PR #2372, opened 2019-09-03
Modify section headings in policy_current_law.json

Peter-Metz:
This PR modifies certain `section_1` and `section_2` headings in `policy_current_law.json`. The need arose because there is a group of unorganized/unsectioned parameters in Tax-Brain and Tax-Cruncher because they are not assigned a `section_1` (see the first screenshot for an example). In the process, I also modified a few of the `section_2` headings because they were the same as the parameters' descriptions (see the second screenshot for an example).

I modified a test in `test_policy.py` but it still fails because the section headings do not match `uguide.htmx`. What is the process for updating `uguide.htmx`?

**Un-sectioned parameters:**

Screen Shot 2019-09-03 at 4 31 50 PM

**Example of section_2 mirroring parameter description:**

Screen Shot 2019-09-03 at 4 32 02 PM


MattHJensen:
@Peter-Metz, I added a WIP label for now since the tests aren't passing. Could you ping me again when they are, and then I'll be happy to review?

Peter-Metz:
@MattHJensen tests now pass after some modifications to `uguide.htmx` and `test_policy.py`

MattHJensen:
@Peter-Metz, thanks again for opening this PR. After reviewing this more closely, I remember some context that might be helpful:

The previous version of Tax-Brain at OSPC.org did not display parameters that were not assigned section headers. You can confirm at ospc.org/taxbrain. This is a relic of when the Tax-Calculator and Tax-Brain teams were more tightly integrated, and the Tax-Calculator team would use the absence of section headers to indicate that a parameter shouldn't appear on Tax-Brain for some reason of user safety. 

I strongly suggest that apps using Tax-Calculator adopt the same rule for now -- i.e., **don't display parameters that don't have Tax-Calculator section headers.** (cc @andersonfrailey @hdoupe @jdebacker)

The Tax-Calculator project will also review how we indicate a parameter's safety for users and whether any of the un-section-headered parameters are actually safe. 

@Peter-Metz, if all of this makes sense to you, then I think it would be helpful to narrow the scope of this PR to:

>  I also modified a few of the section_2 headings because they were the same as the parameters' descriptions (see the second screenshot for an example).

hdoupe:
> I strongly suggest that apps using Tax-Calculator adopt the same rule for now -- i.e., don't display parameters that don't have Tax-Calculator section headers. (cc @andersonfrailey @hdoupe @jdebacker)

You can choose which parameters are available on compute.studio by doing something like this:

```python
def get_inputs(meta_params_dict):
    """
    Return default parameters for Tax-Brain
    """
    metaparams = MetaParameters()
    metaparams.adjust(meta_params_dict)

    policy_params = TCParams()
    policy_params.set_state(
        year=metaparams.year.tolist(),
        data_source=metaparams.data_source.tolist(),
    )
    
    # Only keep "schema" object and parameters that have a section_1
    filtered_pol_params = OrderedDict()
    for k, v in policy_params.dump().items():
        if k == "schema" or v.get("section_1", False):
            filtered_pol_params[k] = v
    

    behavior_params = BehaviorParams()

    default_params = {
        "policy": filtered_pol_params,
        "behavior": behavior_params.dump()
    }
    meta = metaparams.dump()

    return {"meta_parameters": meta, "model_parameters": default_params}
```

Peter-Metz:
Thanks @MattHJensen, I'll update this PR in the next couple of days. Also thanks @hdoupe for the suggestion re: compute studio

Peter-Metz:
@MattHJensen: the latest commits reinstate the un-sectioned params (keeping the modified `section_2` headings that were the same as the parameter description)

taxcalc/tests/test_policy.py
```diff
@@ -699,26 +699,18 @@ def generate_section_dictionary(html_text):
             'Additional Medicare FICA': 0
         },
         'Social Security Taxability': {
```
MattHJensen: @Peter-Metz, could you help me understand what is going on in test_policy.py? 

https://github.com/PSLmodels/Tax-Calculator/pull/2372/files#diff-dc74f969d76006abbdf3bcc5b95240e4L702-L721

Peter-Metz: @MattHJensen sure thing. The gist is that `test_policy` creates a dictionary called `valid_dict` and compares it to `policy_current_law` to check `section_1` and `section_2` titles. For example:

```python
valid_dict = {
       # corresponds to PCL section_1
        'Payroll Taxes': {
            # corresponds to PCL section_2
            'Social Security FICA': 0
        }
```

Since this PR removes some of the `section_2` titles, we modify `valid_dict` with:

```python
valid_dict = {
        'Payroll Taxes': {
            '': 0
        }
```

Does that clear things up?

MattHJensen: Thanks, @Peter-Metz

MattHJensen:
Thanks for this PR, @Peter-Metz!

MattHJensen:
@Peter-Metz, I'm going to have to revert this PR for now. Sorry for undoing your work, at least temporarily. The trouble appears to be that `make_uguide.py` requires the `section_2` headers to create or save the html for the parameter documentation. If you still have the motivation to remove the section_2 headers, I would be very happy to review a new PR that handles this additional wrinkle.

+ + + + + + +

Every line of the material above should be repeated exactly.

EXPECTED OUTPUT:
PR #2372, opened 2019-09-03
Modify section headings in policy_current_law.json

Peter-Metz:
This PR modifies certain `section_1` and `section_2` headings in `policy_current_law.json`. The need arose because there is a group of unorganized/unsectioned parameters in Tax-Brain and Tax-Cruncher because they are not assigned a `section_1` (see the first screenshot for an example). In the process, I also modified a few of the `section_2` headings because they were the same as the parameters' descriptions (see the second screenshot for an example).

I modified a test in `test_policy.py` but it still fails because the section headings do not match `uguide.htmx`. What is the process for updating `uguide.htmx`?

**Un-sectioned parameters:**

Screen Shot 2019-09-03 at 4 31 50 PM

**Example of section_2 mirroring parameter description:**

Screen Shot 2019-09-03 at 4 32 02 PM


MattHJensen:
@Peter-Metz, I added a WIP label for now since the tests aren't passing. Could you ping me again when they are, and then I'll be happy to review?

Peter-Metz:
@MattHJensen tests now pass after some modifications to `uguide.htmx` and `test_policy.py`

MattHJensen:
@Peter-Metz, thanks again for opening this PR. After reviewing this more closely, I remember some context that might be helpful:

The previous version of Tax-Brain at OSPC.org did not display parameters that were not assigned section headers. You can confirm at ospc.org/taxbrain. This is a relic of when the Tax-Calculator and Tax-Brain teams were more tightly integrated, and the Tax-Calculator team would use the absence of section headers to indicate that a parameter shouldn't appear on Tax-Brain for some reason of user safety. 

I strongly suggest that apps using Tax-Calculator adopt the same rule for now -- i.e., **don't display parameters that don't have Tax-Calculator section headers.** (cc @andersonfrailey @hdoupe @jdebacker)

The Tax-Calculator project will also review how we indicate a parameter's safety for users and whether any of the un-section-headered parameters are actually safe. 

@Peter-Metz, if all of this makes sense to you, then I think it would be helpful to narrow the scope of this PR to:

>  I also modified a few of the section_2 headings because they were the same as the parameters' descriptions (see the second screenshot for an example).

hdoupe:
> I strongly suggest that apps using Tax-Calculator adopt the same rule for now -- i.e., don't display parameters that don't have Tax-Calculator section headers. (cc @andersonfrailey @hdoupe @jdebacker)

You can choose which parameters are available on compute.studio by doing something like this:

```python
def get_inputs(meta_params_dict):
    """
    Return default parameters for Tax-Brain
    """
    metaparams = MetaParameters()
    metaparams.adjust(meta_params_dict)

    policy_params = TCParams()
    policy_params.set_state(
        year=metaparams.year.tolist(),
        data_source=metaparams.data_source.tolist(),
    )
    
    # Only keep "schema" object and parameters that have a section_1
    filtered_pol_params = OrderedDict()
    for k, v in policy_params.dump().items():
        if k == "schema" or v.get("section_1", False):
            filtered_pol_params[k] = v
    

    behavior_params = BehaviorParams()

    default_params = {
        "policy": filtered_pol_params,
        "behavior": behavior_params.dump()
    }
    meta = metaparams.dump()

    return {"meta_parameters": meta, "model_parameters": default_params}
```

Peter-Metz:
Thanks @MattHJensen, I'll update this PR in the next couple of days. Also thanks @hdoupe for the suggestion re: compute studio

Peter-Metz:
@MattHJensen: the latest commits reinstate the un-sectioned params (keeping the modified `section_2` headings that were the same as the parameter description)

taxcalc/tests/test_policy.py
```diff
@@ -699,26 +699,18 @@ def generate_section_dictionary(html_text):
             'Additional Medicare FICA': 0
         },
         'Social Security Taxability': {
```
MattHJensen: @Peter-Metz, could you help me understand what is going on in test_policy.py? 

https://github.com/PSLmodels/Tax-Calculator/pull/2372/files#diff-dc74f969d76006abbdf3bcc5b95240e4L702-L721

Peter-Metz: @MattHJensen sure thing. The gist is that `test_policy` creates a dictionary called `valid_dict` and compares it to `policy_current_law` to check `section_1` and `section_2` titles. For example:

```python
valid_dict = {
       # corresponds to PCL section_1
        'Payroll Taxes': {
            # corresponds to PCL section_2
            'Social Security FICA': 0
        }
```

Since this PR removes some of the `section_2` titles, we modify `valid_dict` with:

```python
valid_dict = {
        'Payroll Taxes': {
            '': 0
        }
```

Does that clear things up?

MattHJensen: Thanks, @Peter-Metz

MattHJensen:
Thanks for this PR, @Peter-Metz!

MattHJensen:
@Peter-Metz, I'm going to have to revert this PR for now. Sorry for undoing your work, at least temporarily. The trouble appears to be that `make_uguide.py` requires the `section_2` headers to create or save the html for the parameter documentation. If you still have the motivation to remove the section_2 headers, I would be very happy to review a new PR that handles this additional wrinkle.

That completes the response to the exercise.